Using Google maps in Agent script

Tatjana_Knezevic · October 27, 2020, 5:47pm

Hi,

I'm trying to use the Web page within the Agent Script that uses Google maps. The Web page uses the API key to access the /maps and API key is not restricted either on the Application nor on API level to any of the domains.

However, when I'm trying to use this page in Agent Script I'm getting the error:

/scripter/?locale=en-US#scriptId=ead7843b-82b2-4901-9beb-0bff1169b572:1 Refused to display 'https://MY_PAGE' in a frame because it set 'X-Frame-Options' to 'sameorigin'.

Please note, for the security reasons I replaced the full URL with MY_PAGE. Based on the explanations about the settings for this header at https://developer.mozilla.org/en-US/docs/Web/HTTP/Headers/X-Frame-Options there are 2 possible options DENY or SAMEORIGIN.

The Web page we're trying to access is hosted outside of *.mypurecloud.com. Can you please recommend/help how to resolve this problem?

Thanks,
Tatjana

Jerome.Saint-Marc · November 2, 2020, 4:56pm

Hello,

The Web Server which is managing your Web Page (https://MY_PAGE) is the one preventing the page from being embedded in the Genesys Desktop (as an iframe, inside a Script).
The "Web Page" component, that you can define in a Genesys Cloud Script, is "translated" into an iframe HTML element.

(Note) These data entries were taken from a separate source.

Issue #32128, opened 2026-06-10
YSQL: planning under the cost model issues one pg_statistic catalog read per table column on a cold backend


kai-franz:
### Problem

On a cold YSQL backend with the cost model enabled (`yb_enable_base_scans_cost_model`), planning *any* query that scans a table reads one `pg_statistic` row per **table** column — not per selected column. To cost a scan, the cost model estimates the relation's full-row width via `get_rel_data_width()` (reached through `yb_get_relation_data_width()`), which calls `get_attavgwidth()` for every column, because a YB scan fetches whole rows from DocDB. Each `SearchSysCache3(STATRELATTINH, ...)` miss is satisfied by an individual one-row scan — i.e. one catalog RPC per column. An N-column table therefore costs ~N separate catalog RPCs the first time a freshly connected backend plans a query against it, and that burst is repaid by every fresh backend under connection churn.

This is projection-independent. Measured on a fresh backend against a 50-column analyzed table, counting "Catalog Read Requests" from `EXPLAIN (ANALYZE, DIST)`:

| query | catalog reads | pg_statistic reads |
|---|---|---|
| `SELECT *` | 83 | 50 |
| `SELECT c1, c2` | 83 | 50 |
| `SELECT c1` | 83 | 50 |
| `SELECT count(*)` | 88 | 50 |
| `SELECT c1 WHERE c2 > 5` | 88 | 50 |

Even a single-column `SELECT` — or `count(*)`, which references no column at all — reads all 50 rows, because the scan's estimated cost depends on the full row width either way.

### Proposed fix

Warm the cache for the whole relation in one prefix scan instead of one point lookup per column. `STATRELATTINH` is keyed `(starelid, staattnum, stainherit)`, so a list search on the leading key (`starelid`) returns all of the relation's stat rows in a single RPC and instantiates each as a positive catcache entry; the subsequent per-column point lookups then hit warm cache with no further RPCs. This mirrors how `RelationBuildTupleDesc()` already bulk-loads `pg_attribute`.

A new GUC `yb_prefetch_relation_statistics` (default on), gated on `yb_enable_base_scans_cost_model`, drives this from `get_relation_info()`. Plans and cost estimates are unchanged; only the number and shape of catalog reads differ.

PR #32159, opened 2026-06-12
[BACKPORT 2025.1][#32128] YSQL: Batch pg_statistic lookups during planning

kai-franz:
DO NOT MERGE!! [CSI](<https://csiweb.dev.yugabyte.com/pull/32159/>) ❌. Once CSI passes, comment `trigger jenkins` to clear this warning.

Summary:
On a cold YSQL backend with the cost model enabled
(`yb_enable_base_scans_cost_model`), planning any query that scans a wide table
reads one `pg_statistic` row per *table* column -- not per selected column. The
scan cost functions (e.g. `yb_cost_seqscan()`) need the relation's full-row
width to size the storage read: they estimate the number of DocDB blocks
scanned as `tuples * width / block_size`, the YB analog of PostgreSQL's
`seq_page_cost * relpages`, and a scan reads every row's on-disk bytes out of
RocksDB regardless of what the query projects. That width comes from
`yb_get_relation_data_width()` -> `get_rel_data_width()`, which calls
`get_attavgwidth()` for *every* attribute. Each `SearchSysCache3(STATRELATTINH,
...)` miss is an individual one-row scan -- one RPC per column -- so an N-column
table costs ~N separate catalog RPCs the first time a freshly connected backend
plans it, regardless of how many columns the query projects. (Projection is not
ignored: it feeds a separate, projected-only result width that drives the
DocDB->Postgres transfer cost; the per-column statistics are read either way.)

This is projection-independent. Measured on a fresh backend against a
50-column analyzed table, counting "Catalog Read Requests" from
EXPLAIN (ANALYZE, DIST) with the prefetch off then on (the difference is the
pg_statistic reads the prefetch collapses into one list read):

    query                    reads off -> on   pg_statistic reads
    SELECT *                  83 -> 33          50
    SELECT c1, c2             83 -> 33          50
    SELECT c1                 83 -> 33          50
    SELECT count(*)           88 -> 38          50
    SELECT c1 WHERE c2 > 5    88 -> 38          50

Even a single-column SELECT -- or count(*), which references no column at
all -- reads all 50 rows, because the scan's estimated cost depends on the
full row width either way. This burst is repaid by every freshly connected
backend under connection churn.

Warm the cache for the whole relation in one prefix scan instead. Since
`STATRELATTINH` is keyed (`starelid`, `staattnum`, `stainherit`), a list search on
the leading key returns all of the relation's stat rows in a single RPC and
instantiates each as an individual positive catcache entry, so the
subsequent per-column point lookups hit warm cache with no further RPCs.
This mirrors how `RelationBuildTupleDesc()` already bulk-loads `pg_attribute`.

The new helper `yb_prefetch_column_stats()` is invoked once per base
relation in get_relation_info(), gated on the new GUC
`yb_prefetch_column_statistics` (default true) and on
`yb_enable_base_scans_cost_model` (the all-column width lookups, which are the
source of the burst, only occur when the cost model is enabled). Only
relation kinds that can carry column statistics are prefetched.

Plans and cost estimates are unchanged; only the number and shape of
catalog reads differ. On a never-analyzed relation no stat rows exist, so
the list lookup simply misses once and the per-column lookups fall back to
type-based widths -- a bounded one-extra-RPC cost versus the large win on
analyzed tables.

Original commit: 211a32f56b6fa6295b8a15ba357fd1c378ebe7ed / D54378

Test Plan:
Built fastdebug and ran the new test class against a mini-cluster; all green:

  ./yb_build.sh fastdebug --java-test \
      'org.yb.pgsql.TestPgPrefetchColumnStatistics'
  Tests run: 3, Failures: 0, Errors: 0.
  - testPrefetchReducesCatalogReadRequests: the first cold-backend plan of
    "SELECT *" on a 50-column analyzed table reports 83 Catalog Read Requests
    (EXPLAIN ANALYZE DIST) with the GUC off vs 33 with it on -- the per-column
    pg_statistic point lookups collapse into a single list read.
  - testNoEffectWhenCostModelDisabled: the prefetch saves 50 reads with the
    cost model on and 0 with it off (it is gated on the cost model).
  - testPlansAndCostsUnchanged: the full EXPLAIN output is byte-identical with
    the GUC on vs off across several query shapes.

Reviewers: mtakahara

Reviewed By: mtakahara

Subscribers: yql, smishra

Differential Revision: https://phorge.dev.yugabyte.com/D54378

### DIFF
--- a/java/yb-pgsql/src/test/java/org/yb/pgsql/TestPgPrefetchColumnStatistics.java
+++ b/java/yb-pgsql/src/test/java/org/yb/pgsql/TestPgPrefetchColumnStatistics.java
@@ -1,0 +1,223 @@
+// Copyright (c) YugabyteDB, Inc.
+//
+// Licensed under the Apache License, Version 2.0 (the "License"); you may not use this file except
+// in compliance with the License.  You may obtain a copy of the License at
+//
+// http://www.apache.org/licenses/LICENSE-2.0
+//
+// Unless required by applicable law or agreed to in writing, software distributed under the License
+// is distributed on an "AS IS" BASIS, WITHOUT WARRANTIES OR CONDITIONS OF ANY KIND, either express
+// or implied.  See the License for the specific language governing permissions and limitations
+// under the License.
+//
+
+package org.yb.pgsql;
+
+import static org.yb.AssertionWrappers.assertEquals;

Based on the error "Refused to display 'https://MY_PAGE' in a frame because it set 'X-Frame-Options' to 'sameorigin'.", it means that the Web Server, which is hosting/managing/rendering your web page, refuses that this page is embedded in an external site in an iframe.
I mean that the Web Server is configured to add this X-Frame-Options header in its responses - so that an external site cannot add the page in an iframe on its own site/domain.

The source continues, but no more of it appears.